PR #1286, opened 2021-03-10
[PoC]worker/depsolve: add a depsolve job type

teg:
Allow depsolving to be done in a worker through the job queue rather
than synchronously in composer.

The benefit this might unlock include:
 - no more blocking calls in the cloud/koji APIs
 - only workers accessing repositoires
   - no VPN access from composer
   - composer not needing to be subscribed to CDN, etc
 - no dnf cache managment in composer

Potential problems:
 - the version of composer (so the distro definitions) that
   triggered a depsolve, may not be the same that uses the
   result to generate a manfiset

This pull request includes:

### DIFF
--- a/cmd/osbuild-worker/jobimpl-depsolve.go
+++ b/cmd/osbuild-worker/jobimpl-depsolve.go
@@ -1,0 +1,45 @@
+package main
+
+import (
+	"fmt"
+
+	"github.com/osbuild/osbuild-composer/internal/rpmmd"
+	"github.com/osbuild/osbuild-composer/internal/worker"
+)
+
+type DepsolveJobImpl struct {
+	RPMMD rpmmd.RPMMD
+}
+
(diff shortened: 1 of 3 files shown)


ondrejbudai:
Nice! Btw this will require some fine handling of `dnf-json` - we need to move it from `osbuild-composer` to `osbuild-composer-worker.

teg:
I thought some more about the problem I highlighted above, and I'm really not sure how to solve it. Imagine this situation:
 - osbuild-composer-100 generates a `PackageSets` map to be depsolved for a given image-request
 - osbuild-worker does as requested and returns the result in the queue to composer
 - by the time osbuild-composer gets around to calling `Manifest()` on the result, it has been updated to osbuild-composer-104, and the `PackageSets` no longer match the `Manifest()` definition, and things are sad.

A solution would be for the worker to not only do the depsolving, but also the manifest generation, which gets us down the rabbit hole of where manifest generators should live (in the distro would work, on each worker node would be.... confusing?).

ondrejbudai:
One solution is to add a composer version to the job. When it finishes, check if the version is still same. Otherwise, reschedule. Might be troublesome when running multiple composers in k8s/OpenShift.

But I guess the final solution is to move the distro distribution in the distro itself...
○ ○ ○ ○ ○ ○ ○
[HOW TO COMPLETE THIS TASK]:
Each record must be repeated exactly as it appears above.

[TASK SOLUTION]:
PR #1286, opened 2021-03-10
[PoC]worker/depsolve: add a depsolve job type

teg:
Allow depsolving to be done in a worker through the job queue rather
than synchronously in composer.

The benefit this might unlock include:
 - no more blocking calls in the cloud/koji APIs
 - only workers accessing repositoires
   - no VPN access from composer
   - composer not needing to be subscribed to CDN, etc
 - no dnf cache managment in composer

Potential problems:
 - the version of composer (so the distro definitions) that
   triggered a depsolve, may not be the same that uses the
   result to generate a manfiset

This pull request includes:

### DIFF
--- a/cmd/osbuild-worker/jobimpl-depsolve.go
+++ b/cmd/osbuild-worker/jobimpl-depsolve.go
@@ -1,0 +1,45 @@
+package main
+
+import (
+	"fmt"
+
+	"github.com/osbuild/osbuild-composer/internal/rpmmd"
+	"github.com/osbuild/osbuild-composer/internal/worker"
+)
+
+type DepsolveJobImpl struct {
+	RPMMD rpmmd.RPMMD
+}
+
(diff shortened: 1 of 3 files shown)


ondrejbudai:
Nice! Btw this will require some fine handling of `dnf-json` - we need to move it from `osbuild-composer` to `osbuild-composer-worker.

teg:
I thought some more about the problem I highlighted above, and I'm really not sure how to solve it. Imagine this situation:
 - osbuild-composer-100 generates a `PackageSets` map to be depsolved for a given image-request
 - osbuild-worker does as requested and returns the result in the queue to composer
 - by the time osbuild-composer gets around to calling `Manifest()` on the result, it has been updated to osbuild-composer-104, and the `PackageSets` no longer match the `Manifest()` definition, and things are sad.

A solution would be for the worker to not only do the depsolving, but also the manifest generation, which gets us down the rabbit hole of where manifest generators should live (in the distro would work, on each worker node would be.... confusing?).

ondrejbudai:
One solution is to add a composer version to the job. When it finishes, check if the version is still same. Otherwise, reschedule. Might be troublesome when running multiple composers in k8s/OpenShift.

But I guess the final solution is to move the distro distribution in the distro itself...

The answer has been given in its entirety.